The common feature of all anxiety disorders is that of threat intolerance. For those affected by anxiety disorders there is the perception that harm will occur if threat is not avoided entirely. The threat of harm could be real or imagined. Harm can also be to physical and emotional well-being or to status and position. Everyone worries. What separates the chronically anxious from others is the persistence of symptoms that disrupt the person’s social, relationship and work-life performance. Anxiety disorders are the most common mental disorders in society affecting about 18% of the U.S. adult population.
The brain is hardwired to experience anxiety. There are real threats, so anxiety is protective in nature. For some, there is an overreaction to stress perhaps resulting from the interaction of genetic predisposition and the environment or what is termed stressors. It is known that anxiety disorders tend to run in families. Anxiety disorders are carry a high comorbidity with other mental disorders such as depression and substance abuse. The National Institute of Mental Health characterizes the following anxiety disorders:
- Generalized Anxiety Disorder (GAD): persistent worry about life circumstances such as in employment, finances, relationships, and health. The worry is excessive despite the circumstances, and although recognized as unwarranted, individuals are not easily able to calm themselves;
- Social Anxiety Disorder (SAD): a chronic fear of being negatively evaluated and judged by other individuals.
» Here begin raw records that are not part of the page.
PR #35, opened 2012-01-06
fixes deep equals

ghost:
`t.deepEqual()` and company return false negatives when the key order doesn't match for two non-Array objects.

### DIFF
--- a/lib/tap-assert.js
+++ b/lib/tap-assert.js
@@ -314,7 +314,18 @@ function selectFields (a, b) {
   return ret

Persons with SAD may habitually avoid certain social situations or tolerate them with extreme discomfort. They are prone to being embarrassed easily thus affecting the formation and maintenance of relationships;
- Panic Disorder: an intense, unexpected, and sudden fear reaction characterized by heart palpitations, sweating, a feeling of impending doom, unreality, and shortness of breath that becomes associated with a specific activity such as driving and going to a public event. Avoidance of those activities can become chronic and disabling;
- Specific Phobia: an intense fear reaction to a specific object or situation that is unrealistic and persistent. Common specific phobias include heights, insects, public speaking, and flying. If the situation is avoided, anxiety is not typically experienced, but the consequences to lifestyle and personal enjoyment can be profound;
- Post-Traumatic Stress Disorder (PTSD): as the name implies this is an anxiety disorder that develops after experiencing a potentially life threatening trauma and/or upon witnessing the sudden death of people to war, physical and sexual assault, accident, natural disaster and crime. Extreme fight-or-flight occurs when affected persons are exposed to triggers such as flashbacks, memories, thoughts, feelings, dreams, and places or situations that are like the original trauma. Anxiety persists long after the danger has passed. In severe cases, affected persons associate those situations with danger and they are avoided at all costs.
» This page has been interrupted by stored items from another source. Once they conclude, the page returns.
PR #36, opened 2012-01-07
Fix #33

### LINKED ISSUE #33: ignore non executable scripts
tap attempts to run any thing in the test dir that is not .js as a script.

should ignore files that are not executable.

emberian:
tap-runner.js no longer tries to execute scripts if they don't have the executable bit set for anyone. Is kinda dirty as it doesn't check if the user can execute the file. I'll add that in if you want, I just don't have time right now.

Adds two tests, executed.sh and not-executed.sh. not-executed.sh will always fail, if it is run.

### DIFF
--- a/lib/tap-runner.js
+++ b/lib/tap-runner.js
@@ -143,13 +143,17 @@ Runner.prototype.runFiles = function (files, dir, cb) {
         }
 
         var cmd = f, args = [], env = {}
-
         if (path.extname(f) === ".js") {
           cmd = "node"
           args = [fileName]
         } else if (path.extname(f) === ".coffee") {
           cmd = "coffee"
           args = [fileName]
+        } else if ((st.mode & 0111) == 0) {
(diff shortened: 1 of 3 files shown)


isaacs:
Yes, can you please have it test against 0100, then 0010 if the gid matches and you can call process.getgid, then 1 if the uid matches and you can call process.getuid.  The getuid/getgid functions will be missing if the system doesn't support it.

Also, 2 space indent, not 4.

Other than that, +1.

emberian:
I wish I could add more tests but I really can't, not with the way git preserves permissions. Perhaps a pretest hook of some sort that creates files with various permissions (or does git save /which/ executable bit is set?)

emberian:
Bump

isaacs:
Landed in master, thanks!

isaacs:
Landed in master, thanks!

The most effective treatment for anxiety disorders is Cognitive Behavioral Therapy (CBT). CBT teaches folks to feel better through a variety of techniques such as thought restructuring, behavioral activation, exposure, and experiments to test assumptions and disconfirm faulty beliefs. CBT is effective in helping individuals to get the most out of life and to accomplished their most cherished goals in life
 Kessler RC, Chiu WT, Demler O, Walters EE. Prevalence, severity, and comorbidity of twelve-month DSM-IV disorders in the National Comorbidity Survey Replication (NCS-R). Archives of General Psychiatry, 2005 Jun;62(6):617-27.